» **INSTRUCTIONS TO FOLLOW**: Every line of the material below that contains the string "keep" must appear in the answer.

» **DATA RECORDS**:
PR #2150, opened 2024-07-26
OETHb: Add wOETH Strategy

shahthepro:
## Quick Overview
- `updateWOETHOraclePrice` to be scheduled on Defender (or other tools) to pull yields from mainnet
- `IStrategy.checkBalance` will underreport when price is not updated, however it should never overreport
- Deposit and Withdraw should update the price first

## Code Change Checklist

- [ ]  Unit tests *if needed

Internal review:

## Deploy checklist

```
```


contracts/contracts/strategies/BridgedWOETHStrategy.sol
```diff
@@ -0,0 +1,185 @@
...
+    // TODO: Add minAmount
+    function depositBridgedWOETH(uint256 woethAmount)
+        external
+        onlyGovernorOrStrategist
+    {
+        // Transfer in all bridged wOETH tokens
+        bridgedWOETH.transferFrom(msg.sender, address(this), woethAmount);
+
+        // Figure out how much they are worth
+        uint256 oethToMint = getBridgedWOETHValue(woethAmount);
```
DanielVF, line 85: 🟠 Whenever possible, it's important to do calculations first, before doing state updates or external state updating  calls. This way the calculations themselves are not altered by what we are doing (or by any possible reentrancy that happens). So here `oethToMint` should move up ahead of all actions.

contracts/contracts/strategies/BridgedWOETHStrategy.sol
```diff
@@ -0,0 +1,185 @@
...
+
+        // There's no pToken, however, it just uses WOETH address in the event
+        emit Deposit(address(weth), address(bridgedWOETH), oethToMint);
+
+        // Mint OETHb tokens and transfer it to the caller
+        IVault(vaultAddress).mintToForStrategy(msg.sender, oethToMint);
```
DanielVF, line 91: 🟠 It's a good habit to write reentrancy / read-only reentrancy aware code ordering, even if we have other protections. For OETH/OUSD it's okay from a rebasing point of view if the vault value is too low vs the total supply, but bad if it is too high. So we when we have a pair of commands which move the value and total supply, we should make things worse first, and then restore them to balance. 

So in this deposit function, we should mint first (making total supply vs value worse), then transfer in the funds (restoring balance).

The withdraw code also should flip. First transferring tokens out (making things worse), before burning tokens (making things better).

contracts/contracts/strategies/BridgedWOETHStrategy.sol
```diff
@@ -0,0 +1,185 @@
...
+    }
+
+    function withdrawBridgedWOETH(uint256 woethAmount, address receiver)
+        external
+        onlyGovernorOrStrategist
```
DanielVF, line 96: These should both have reentrancy protection modifiers.

contracts/contracts/strategies/BridgedWOETHStrategy.sol
```diff
@@ -0,0 +1,185 @@
...
+        uint256 oethToMint = getBridgedWOETHValue(woethAmount);
+
+        // There's no pToken, however, it just uses WOETH address in the event
+        emit Deposit(address(weth), address(bridgedWOETH), oethToMint);
+
+        // Mint OETHb tokens and transfer it to the caller
+        IVault(vaultAddress).mintToForStrategy(msg.sender, oethToMint);
+    }
+
+    function withdrawBridgedWOETH(uint256 woethAmount, address receiver)
```
DanielVF, line 94: ⚪ It's odd to have the withdraw function take an explicit receiver on where to send funds too, while the deposit function (which also sends funds) does not. I'd probably lean towards removing it from the withdraw function unless there's a need for it.

contracts/contracts/strategies/BridgedWOETHStrategy.sol
```diff
@@ -0,0 +1,185 @@
...
+        // Transfer WOETH back
+        bridgedWOETH.transfer(receiver, woethAmount);
+    }
+
+    /**
+     * @notice Returns the amount of backing WETH the strategy holds
+     * @param _asset      Address of the asset
+     * @return balance    Total value of the asset in the platform
+     */
+    function checkBalance(address _asset)
```
DanielVF, line 115: The deposit and the withdraw functions would require bad behavior by both oracle AND the strategist to have a problem. This is okay.

The checkBalance problem would have a problem if there was a problem with either mainnet woeth OETH with the oracle. This is worth some thinking about.

In the past, we not had a checkBalance function that had explicit reverts. `getBridgedWOETHValue` will revert if the updated date is wrong. (This is probably required here). I wonder if we should also revert if things are out of range in some way.

contracts/contracts/strategies/BridgedWOETHStrategy.sol
```diff
@@ -0,0 +1,303 @@
...
+     *      And stores it.
+     *
+     *      NOTE: Intentionally not caching `Vault.priceProvider` here,
+     *      since doing so would mean that we also have to update this
+     *      strategy every time there's a change in oracle router.
+     *      Besides on L2, the gas is considerably cheaper than mainnet.
+     *
+     * @return Latest price from oracle
+     */
+    function _updateWOETHOraclePrice() internal returns (uint256) {
```
DanielVF, line 103: Throughout this file, when we have an external / internal pair of functions, like here, let's run the external version first, then the internal.

contracts/contracts/strategies/BridgedWOETHStrategy.sol
```diff
@@ -0,0 +1,303 @@
...
+        // WETH price per unit of bridged wOETH
+        uint256 oraclePrice = IOracle(IVault(vaultAddress).priceProvider())
+            .price(address(bridgedWOETH));
+
+        // 1 wOETH > 1 WETH, always
+        require(oraclePrice > 1 ether, "Invalid wOETH value");
+
+        uint128 oraclePrice128 = oraclePrice.toUint128();
```
DanielVF, line 111: Can we just convert  the lastOraclePrice to uint256 here, and then we don't have to do any more casting in the rest of the function, outside of a storage set? Raw casts in the middle of math scare me.

DanielVF: We can change the events to uint256s as well.

DanielVF:
🟠 In past contracts bad oracle readings could never affect user's funds. With this strategy they can, which means our oracle code is more important. Our current oracle code does this:

```solidity
(, int256 _iprice, , uint256 updatedAt, ) = AggregatorV3Interface(_feed)
    .latestRoundData();

require(
    updatedAt + maxStaleness >= block.timestamp,
    "Oracle price too old"
);

uint8 decimals = getDecimals(_feed);
uint256 _price = uint256(_iprice).scaleBy(18, decimals);
```

The raw cast here would silently convert a negative price returned by the oracle to a very large positive value. We should change this so that it uses a safe cast which should revert.

contracts/contracts/strategies/BridgedWOETHStrategy.sol
```diff
@@ -0,0 +1,303 @@
...
+
+        // Do some checks
+        if (lastOraclePrice > 0) {
+            // Make sure the value only goes up
+            require(lastOraclePrice <= oraclePrice128, "Negative wOETH yield");
```
DanielVF, line 116: ⚪️ I think this "up only" require statement would be clearer if written as `a >= b`, since that looks more up only than `b <= a`.

contracts/contracts/strategies/BridgedWOETHStrategy.sol
```diff
@@ -0,0 +1,303 @@
...
+
+            // And that it's within the bounds.
+            require(
```
DanielVF, line 119: Maybe a local variable on maxPrice? Then this require is very clear that price <= maxPrice

contracts/contracts/strategies/BridgedWOETHStrategy.sol
```diff
@@ -0,0 +1,303 @@
...
+     *      equivalent amount of bridged wOETH.
+     * @param woethAmount Amount of bridged wOETH to get back
+     */
+    function withdrawBridgedWOETH(uint256 woethAmount)
+        external
+        onlyGovernorOrStrategist
+        nonReentrant
+    {
+        // Update wOETH price
+        uint256 oraclePrice = _updateWOETHOraclePrice();
```
DanielVF, line 197: 👍 This is very cool that it intentionally breaks the funds moving in and out of it if the oracles are doing something weird. Very good.

contracts/contracts/strategies/BridgedWOETHStrategy.sol
```diff
@@ -0,0 +1,303 @@
...
+
+        // Figure out how much they are worth
+        uint256 oethToBurn = (woethAmount * oraclePrice) / 1 ether;
```
DanielVF, line 200: 🔵 This actually rounds against the protocol, in favor of the "user", since oethToBurn is being rounded down, and this then the amount that the "user" has to pay.  This would be acceptable here with the small error size and the limited amount that this rounding could affect us.

However, I think we might (or might not) want to change this function for another reason. Let's say the strategist has 1,000 superOETHb in their wallet that they want to use to withdraw and get `bridgedWOETH` back. As it is, they will have to calculate the exchange rate to request woethAmount, then leave off some for rounding. It would be more work than just "I have a 1,000 superOETHb, let's do a withdraw". For example, OUSD mints and redeems work where the quantity in the function argument is always denominated in token that the user is holding.

Now as it is written, it's better for withdrawing the full amount held in this strategy, but it feels like this would happen less often than partial withdraws.

I'm open on this one, whichever way you like.

contracts/contracts/strategies/BridgedWOETHStrategy.sol
DanielVF: Or just do whatever you want on this one. :D It's less straightforward than I thought at first.

contracts/contracts/strategies/BridgedWOETHStrategy.sol
shahthepro: That's a good point. I thought about it while writing the code, checked other strategies, we always passed the same asset addresses in both `deposit` and `withdraw` (since Vault is the one calling it). But yeah, it makes more sense to specify amount of OETHb to burn in this strategy. Besides full withdrawal shouldn't be that complicated with OETHb amount as parameter (since you can always check the oracle for the latest price and use that to compute how much you wanna burn).

shahthepro:
> The raw cast here would silently convert a negative price returned by the oracle to a very large positive value. We should change this so that it uses a safe cast which should revert.

Thanks for catching this. I was only looking at the `AbstractOracleRouter` and didn't realize I override the price method and didn't use SafeCast there. I have fixed it now

contracts/contracts/strategies/BridgedWOETHStrategy.sol
shahthepro: Agreed, have changed it

contracts/contracts/strategies/BridgedWOETHStrategy.sol
shahthepro: This is one messy function, yeah. I removed one unnecessary cast. Let me see if I can make it less messy

contracts/contracts/strategies/BridgedWOETHStrategy.sol
shahthepro: Done

contracts/contracts/strategies/BridgedWOETHStrategy.sol
shahthepro: Have changed it now

contracts/contracts/strategies/BridgedWOETHStrategy.sol
```diff
@@ -0,0 +1,301 @@
...
+
+        uint128 oraclePrice128 = oraclePrice.toUint128();
+
+        // Do some checks
+        if (lastOraclePrice > 0) {
+            // Make sure the value only goes up
+            require(oraclePrice128 >= lastOraclePrice, "Negative wOETH yield");
+
+            // (lastOraclePrice * (1 + maxPriceDiffBps))
+            uint256 maxPrice = ((lastOraclePrice * (1e4 + maxPriceDiffBps)) /
```
DanielVF, line 127: ⚪️ Super minor - extra pair of outside parenthesis here.

contracts/contracts/strategies/BridgedWOETHStrategy.sol
```diff
@@ -0,0 +1,301 @@
...
+        uint256 _amount
+    ) external override onlyVault nonReentrant {
+        require(false, "Withdrawal disabled");
+    }
+
+    /**
+     * @notice withdrawAll() function not used for this strategy
+     */
+    function withdrawAll() external override onlyVaultOrGovernor nonReentrant {
+        require(false, "Withdrawal disabled");
```
DanielVF, line 293: I think we probably want to change this to `return false`, since we tend to want withdrawAll to succeed on the vault pulling as much funds as possible (from other strategies)

DanielVF (dismissed):
# OETHb wOETH strategy


## Requirements

We want to be able to have OETHb hold a portion of its assets as bridged wOETH. However we do not want to hard code the complexity of bridging and asynchronous balance tracking that this would involve. Instead we want a simple contract that allows a team multisig account to bear all of the risk and capital cost, while the smart contract always holds the correct number of assets.

An unavoidable part of cross chain set setup with wOETH is the need to trust the oracle for the value of wOETH. We do ensure that the oracle price can only go up, and only by a certain amount, but there is no avoiding that an anomalously high oracle reading would result in a loss of funds.




#### Authentication

- [x] Never use tx.origin

#### Ethereum

#### Cryptographic code

_no crypto_

#### Gas problems

_No for loops_

#### Black magic

_No Magic_

#### Overflow

#### Proxy

#### Events

## Medium Checks

#### Rounding and casts

#### Dependencies

#### External calls

- [x] No malicious behaviors
- [ ] Oracles, one of:
  - [ ] No oracles
  - [x] Oracles can't be bent (_to the best of our knowledge_)


#### Deploy

## Strategy Specific

#### Strategy checks

- [ ] All funds can be recovered from the strategy by some combination of depositAll, withdraw, or withdrawAll().
	- [ ] 🟣 Strategist action required to remove funds, and that is okay.
	- [ ] 🟣 Strategist withdraws will leave an equal or greater amount.
- [x] Strategist cannot steal user funds

#### Downstream

- [x] We have monitoring on all backend protocol's governances
- [x] We have monitoring on a pauses in all downstream systems

#### Logic

Only one if, no loops! 

- [x] Logic is correct.

#### Attack

🟣 Rebase too large because of bad balance data. This looks like this would only happen if the oracles are wrong. The cap on max oracle change means that damaged from a single bad oracle price is capped at a certain amount. However, if an attacker had control over the oracle prices, then they could gradually raise and update this contracts value. However that's outside the threat model of this code.

🟢 Users steal principal. Only the strategist can move funds into and out of the strategy.

🟢 Strategist steal principal. The up only nature of the price oracle prevent the strategist bouncing the oracle prices around to allow theft of principal. Future redeems will always give out less or equal amounts of WETH for the same principle. Rounding is correct and against the strategist.

🟣🟠 Public steal yield. If the amount of a rebase is higher than 0.8 bps, then yield can be stolen by minting OETHb, calling update prices, then swapping out a pool. (This threshold goes up as the percentage of this strategies assets vs rebasing OETHb goes down. At 25%, it requests a 3.2 bips change, and at 10%, it is 8 bips.) Note that since we also have asynchronous 1:1 withdraws, if someone is willing to use capital, theft of yield is possible.

image


🟣 First deposit price attack. There are no checks on the first price to ever be set on the contract other than > 1. If for some reason the oracles were bad at the moment of the first deposit, we could get bad prices locked into the contract. However this is being deployed as one of the initial strategies with very little funds around to steal, plus the oracle risk at this moment is low.

#### Flavor

_Flavor is great._

contracts/contracts/strategies/BridgedWOETHStrategy.sol
shahthepro: `withdrawAll` signature doesn't have a return value. So, I'm just removing the `require` and leaving this as a blank function

contracts/contracts/strategies/BridgedWOETHStrategy.sol
shahthepro: Fixed

clement-ux (commented):
# OETHb wOETH strategy

#### Authentication

- [x] Never use tx.origin

#### Ethereum

#### Cryptographic code

No crypto

#### Gas problems

No loops

#### Black magic

No magic

#### Overflow

#### Proxy

#### Events

## Medium Checks

#### Rounding and casts
  - To ensure, we can maybe, use [mulDivDown](https://github.com/transmissions11/solmate/blob/97bdb2003b70382996a79a406813f76417b1cf90/src/utils/FixedPointMathLib.sol#L36) or mulDivUp functions? 
  - There is one that doesn't break the contract, but doesn't act in favor of the user at all. See comment on `withdrawBridgedWOETH`
  - See comment on line 198.

#### Dependencies

#### External calls

- [x] No malicious behaviors
- [ ] Oracles, one of:
  - [ ] No oracles
  - [x] Oracles can't be bent

#### Deploy

## Strategy Specific

#### Strategy checks

  - [x] Need actions from at least Strategist.

#### Downstream

- [x] We have monitoring on all backend protocol's governances
- [x] We have monitoring on a pauses in all downstream systems

## Thinking

#### Logic

  - [x] None that I can think of

#### Attack

- The `transferToken` function seems a bit "risky for nothing" I would say, even if only the governor can call it. Because it checks that the asset to transfer is the not one of the supported asset. However, the only supported asset is the `weth`. 
This means that if the governor wants, he can transfer all bridgedOETH to himself. Not that good .

- Maybe I don't get the full picture, but it seems like too many "old" functions are still open. Like:
  - setRewardTokenAddresses
  - removePToken
  - setHarvesterAddress
  - collectRewardTokens
Even if, only the `Governor` can call it, is it necessary to keep it open? This can increase the surface of attack for "nothing"?
  
#### Flavor

_Could this code be simpler?_
I don't think so, no. Really well written!

contracts/contracts/strategies/BridgedWOETHStrategy.sol
```diff
@@ -0,0 +1,301 @@
...
+        uint256 oraclePrice = IOracle(IVault(vaultAddress).priceProvider())
+            .price(address(bridgedWOETH));
+
+        // 1 wOETH > 1 WETH, always
+        require(oraclePrice > 1 ether, "Invalid wOETH value");
+
+        uint128 oraclePrice128 = oraclePrice.toUint128();
+
+        // Do some checks
+        if (lastOraclePrice > 0) {
```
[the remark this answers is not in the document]
shahthepro: That's a really good point. 

Even if we assume that the Oracle can return a wrong price, strategist is the only one that can mint. They should always use `VaultValueChecker`. So, anything off with the first oracle price would be pretty obvious before we even put any funds to it.

I'd prefer leaving the code as-is to not complicate things further. But happy to change it, if you feel strong about it

contracts/contracts/strategies/BridgedWOETHStrategy.sol
```diff
@@ -0,0 +1,301 @@
...
+        emit Deposit(address(weth), address(bridgedWOETH), oethToMint);
+
+        // Mint OETHb tokens and transfer it to the caller
+        IVault(vaultAddress).mintForStrategy(oethToMint);
+
+        // Transfer out minted OETHb
+        oethb.transfer(msg.sender, oethToMint);
+
+        // Transfer in all bridged wOETH tokens
+        bridgedWOETH.transferFrom(msg.sender, address(this), woethAmount);
```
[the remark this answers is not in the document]
shahthepro: The first version of the code did have the code in that order. But Daniel suggested the reordering to make sure it's not reentrant. Here's the relevant discussion: https://github.com/OriginProtocol/origin-dollar/pull/2150#discussion_r1704570215

contracts/contracts/strategies/BridgedWOETHStrategy.sol
```diff
@@ -0,0 +1,301 @@
...
+    function withdrawBridgedWOETH(uint256 oethToBurn)
+        external
+        onlyGovernorOrStrategist
+        nonReentrant
+    {
+        // Update wOETH price
+        uint256 oraclePrice = _updateWOETHOraclePrice();
+
+        // Figure out how much they are worth
+        uint256 woethAmount = (oethToBurn * 1 ether) / oraclePrice;
```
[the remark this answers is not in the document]
shahthepro: That's a nice catch. I guess instead of `oethToBurn > 1`, a `woethAmount > 0` would make it a bit more cleaner. What do you think?

shahthepro:
> * The `transferToken` function seems a bit "risky for nothing" I would say, even if only the governor can call it. Because it checks that the asset to transfer is the not one of the supported asset. However, the only supported asset is the `weth`.
>   This means that if the governor wants, he can transfer all bridgedOETH to himself. Not that good .

Interesting, I actually haven't thought of it in this way. I work on the assumption that if Governor were to act maliciously, we have more things to worry about. But I really like this perspective. I will add a "supported asset" check here.

> * Maybe I don't get the full picture, but it seems like too many "old" functions are still open. Like:
>   
>   * setRewardTokenAddresses
>   * removePToken
>   * setHarvesterAddress
>   * collectRewardTokens
>     Even if, only the `Governor` can call it, is it necessary to keep it open? This can increase the surface of attack for "nothing"?

- `setRewardTokenAddresses` is something that the Governor can always change. So didn't wanna deviate much from other contracts here.

- `removePToken`, the contract hardcodes `pTokens` to `new address[](0)`, also `_abstractSetPToken` reverts if Governor tries to add it later, so this would anyway revert anyway. Can remove it though

- `setHarvesterAddress` is needed because we have to set it to the strategist address for now (will update the deployment file)

- `collectRewardTokens`, Not needed for this strategy and probably would do nothing, but will just replace it with an empty function

contracts/contracts/strategies/BridgedWOETHStrategy.sol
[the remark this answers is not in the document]
clement-ux: Ok sure, no problem, let's keep it like this 👍

contracts/contracts/strategies/BridgedWOETHStrategy.sol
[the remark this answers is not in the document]
clement-ux: Ok sorry, my bad then, I didn't see like this, but it make more sense in this order you are right 👍

contracts/contracts/strategies/BridgedWOETHStrategy.sol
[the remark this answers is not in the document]
clement-ux: You are right, 100% agree, `woethAmount > 0` check is way better!

contracts/contracts/strategies/BridgedWOETHStrategy.sol
```diff
@@ -0,0 +1,301 @@
+// SPDX-License-Identifier: MIT
+pragma solidity ^0.8.0;
+
+import { IERC20, InitializableAbstractStrategy } from "../utils/InitializableAbstractStrategy.sol";
+import { IWETH9 } from "../interfaces/IWETH9.sol";
+import { IVault } from "../interfaces/IVault.sol";
+import { AggregatorV3Interface } from "../interfaces/chainlink/AggregatorV3Interface.sol";
```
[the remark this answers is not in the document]
shahthepro: Fixed

contracts/contracts/strategies/BridgedWOETHStrategy.sol
```diff
@@ -0,0 +1,301 @@
...
+    using SafeCast for uint256;
+
+    event MaxPriceDiffBpsUpdated(uint128 oldValue, uint128 newValue);
+    event WOETHPriceUpdated(uint128 oldValue, uint128 newValue);
+
+    IWETH9 public immutable weth;
+    IERC20 public immutable bridgedWOETH;
+    IERC20 public immutable oethb;
+
+    uint256 public constant MAX_PRICE_STALENESS = 2 days;
```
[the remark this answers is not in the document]
shahthepro: Fixed

contracts/contracts/strategies/BridgedWOETHStrategy.sol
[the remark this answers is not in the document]
shahthepro: Having a consistent round up/down behaviour here sounds good. But I wonder if it's gonna cause any issues as it is in this place. 

As of now, that division truncates and doesn't round. We have `oraclePrice128 >= lastOraclePrice` just above. So, I can't really think of any case where this would fail. But I'm not sure if I'm missing anything here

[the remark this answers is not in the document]
clement-ux: All good then 👍

clement-ux (approved):
Looks good to me, perfect 👍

» **OUTPUT**:
Even if, only the `Governor` can call it, is it necessary to keep it open? This can increase the surface of attack for "nothing"?
>     Even if, only the `Governor` can call it, is it necessary to keep it open? This can increase the surface of attack for "nothing"?
clement-ux: Ok sure, no problem, let's keep it like this 👍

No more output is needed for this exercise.